EXERCISE INPUTS START
PR #1661, opened 2024-01-09
HOTT-4816 remove error handling duplication

jebw:
### Jira link

HOTT-4816

### What?

I have added/removed/altered:

- [x] Removed the duplicate error handling in api controller
- [x] Fixed up various controller tests which expected exceptions to be rescued which is no longer the case

### Why?

I am doing this because:

- This is duplicating rails' own functionality
- This means we also need to try and keep this in sync with Errors Controller
- It is reporting our internal exception messages to users which seems like a bad idea
- It shows the minimal error message rather than the stock rails exception screen in development mode making it harder for developers to discover the origin of an error

- Changes exception handling code
- May result in increased error reporting if there is something which was previously getting rescued and which has not been added to the Sentry exclusions lists

### DIFF
--- a/config/initializers/exceptions.rb
+++ b/config/initializers/exceptions.rb
@@ -1,7 +1,9 @@
 ActionDispatch::ExceptionWrapper.rescue_responses.merge!(
   'ArgumentError' => :bad_request,
-  'NotImplementedError' => :bad_request,
+  'NotImplementedError' => :unprocessable_entity,
+  'ActionController::ParameterMissing' => :unprocessable_entity,
   'Sequel::RecordNotFound' => :not_found,
+  'Sequel::NoMatchingRow' => :not_found,
   'BulkSearch::ResultCollection::RecordNotFound' => :not_found,
   'ActionController::RoutingError' => :not_found,
   'AbstractController::ActionNotFound' => :not_found,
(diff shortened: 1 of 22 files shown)


config/initializers/exceptions.rb
```diff
@@ -1,7 +1,9 @@
 ActionDispatch::ExceptionWrapper.rescue_responses.merge!(
   'ArgumentError' => :bad_request,
-  'NotImplementedError' => :bad_request,
+  'NotImplementedError' => :unprocessable_entity,
+  'ActionController::ParameterMissing' => :unprocessable_entity,
```
alexdesi, line 4: I guess you removed this because it is the default behaviour.
Correct?

spec/controllers/api/admin/chapters/chapter_notes_controller_spec.rb
```diff
@@ -30,9 +30,9 @@
       let(:chapter) { create :chapter }
 
       it 'returns not found if record was not found' do
-        get :show, params: { chapter_id: chapter.to_param }, format: :json
-
-        expect(response.status).to eq 404
```
alexdesi, line 35: I think the advantage of texting the 404 status,
is that it's closer to the production behaviour.

We test the behaviour we expect in production.

alexdesi (approved):
Nice cleaning!
I approved, but I am not sure about those changes in the specs.
I think we should test the behaviour we expect in production.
EXERCISE INPUTS END
REQUIREMENT
Among the entries above, the lines between the ones containing "- It shows the" and "I approved, but", inclusive, are to be transcribed exactly. No other line is to be given.

WRITTEN SOLUTION
- It shows the minimal error message rather than the stock rails exception screen in development mode making it harder for developers to discover the origin of an error

- Changes exception handling code
- May result in increased error reporting if there is something which was previously getting rescued and which has not been added to the Sentry exclusions lists

### DIFF
--- a/config/initializers/exceptions.rb
+++ b/config/initializers/exceptions.rb
@@ -1,7 +1,9 @@
 ActionDispatch::ExceptionWrapper.rescue_responses.merge!(
   'ArgumentError' => :bad_request,
-  'NotImplementedError' => :bad_request,
+  'NotImplementedError' => :unprocessable_entity,
+  'ActionController::ParameterMissing' => :unprocessable_entity,
   'Sequel::RecordNotFound' => :not_found,
+  'Sequel::NoMatchingRow' => :not_found,
   'BulkSearch::ResultCollection::RecordNotFound' => :not_found,
   'ActionController::RoutingError' => :not_found,
   'AbstractController::ActionNotFound' => :not_found,
(diff shortened: 1 of 22 files shown)


config/initializers/exceptions.rb
```diff
@@ -1,7 +1,9 @@
 ActionDispatch::ExceptionWrapper.rescue_responses.merge!(
   'ArgumentError' => :bad_request,
-  'NotImplementedError' => :bad_request,
+  'NotImplementedError' => :unprocessable_entity,
+  'ActionController::ParameterMissing' => :unprocessable_entity,
```
alexdesi, line 4: I guess you removed this because it is the default behaviour.
Correct?

spec/controllers/api/admin/chapters/chapter_notes_controller_spec.rb
```diff
@@ -30,9 +30,9 @@
       let(:chapter) { create :chapter }
 
       it 'returns not found if record was not found' do
-        get :show, params: { chapter_id: chapter.to_param }, format: :json
-
-        expect(response.status).to eq 404
```
alexdesi, line 35: I think the advantage of texting the 404 status,
is that it's closer to the production behaviour.

We test the behaviour we expect in production.

alexdesi (approved):
Nice cleaning!
I approved, but I am not sure about those changes in the specs.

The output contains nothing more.